Description de la Chine (La Haye)/Sixième ou septième ode, lamentations sur les misères du genre humain

Scheuerleer (2p. 376-379).


SIXIÈME ODE
Lamentations sur les misères du genre humain.


Qu’il[1] tombe tant de grêle dans cette saison, c’est un prodige. La douleur blesse mon âme, quand je vois les désordres des pécheurs. Peuvent-ils aller plus loin ? Regardez le triste état où je suis réduit : ma douleur croît à chaque instant. Ayez quelque égard aux soins que je me donne : la tristesse me tue, et je suis obligé de la cacher.

J’ai reçu la vie de mes parents : ne me l’ont-ils donnée, que pour que je fusse accablé de tant de maux ? Je ne puis ni avancer ni reculer. Les hommes exercent leurs langues à se flatter, ou à se détruire et quand j’en parais affligé, je suis l’objet de leurs railleries.

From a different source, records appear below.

PR #108, opened 2022-03-02
refactor whitelist

yubrew:


contracts/minter/src/contract.rs
```diff
@@ -522,13 +508,19 @@ pub fn mint_price(deps: Deps, admin_no_fee: bool) -> Result<Coin, StdError> {
...
+}
+
 #[cfg_attr(not(feature = "library"), entry_point)]
 pub fn query(deps: Deps, _env: Env, msg: QueryMsg) -> StdResult<Binary> {
     match msg {
         QueryMsg::Config {} => to_binary(&query_config(deps)?),
         QueryMsg::StartTime {} => to_binary(&query_start_time(deps)?),
         QueryMsg::MintableNumTokens {} => to_binary(&query_mintable_num_tokens(deps)?),
         QueryMsg::MintPrice {} => to_binary(&query_mint_price(deps)?),
+        QueryMsg::MinterAddresses {} => to_binary(&query_minter_addresses(deps)?),
```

J’ai le cœur rempli d’amertume en voyant une telle misère ; les plus innocents sont le plus à plaindre : d’où peuvent-ils espérer du secours ? Où vont s’arrêter ces corbeaux ? Qui sont ceux qui doivent leur servir de proie ?

Voyez cette grande forêt : elle n’est pleine que de bois propre à être jeté au feu. Le peuple accablé de tant de maux regarde le Ciel[2], et semble douter de la Providence. Mais quand l’heure d’exécuter ses arrêts sera venue, nul ne pourra s’y opposer. C’est l’Etre suprême, c’est le seul souverain : quand il punit, il est juste, et on ne peut l’accuser d’agir par haine.

Mais les impies regardent comme bas ce qui est haut, et comme haut ce qui est bas. Quand donc finiront leurs excès ? Ils appellent les sages vieillards, et ils leur disent en riant : expliquez-nous vos songes. Ils sont couverts de péchés, et ils se croient être sans reproche. Parmi les corbeaux comment distinguer le mâle de la femelle ?

Quand je pense au maître de l’univers, à sa grandeur et à sa justice, je m’abaisse devant lui, et je tremble qu’il ne me reprenne. Cependant toutes mes paroles partent du fond de mon cœur, et sont conformes à la raison. Les méchants ont des langues de serpent pour déchirer les gens de bien, et ils sont tranquilles.

Voyez cette vaste campagne : elle n’est remplie que de mauvaises herbes qui sortent de son sein. Le Ciel paraît se jouer de moi, comme si je n’étais rien ; et il exige un compte exact, comme si j’avais encore quelque chose exposée à la rage de mes ennemis. Ai-je la force de m’en délivrer ?

Mon cœur est plongé dans la tristesse : il est étroitement serré par la douleur. D’où viennent donc tous les désordres qui naissent aujourd’hui ? L’incendie va toujours croissant, et il est impossible de l’éteindre. Ah ! malheureuse Pao sseë[3], c’est toi qui as allumé le feu qui nous consume.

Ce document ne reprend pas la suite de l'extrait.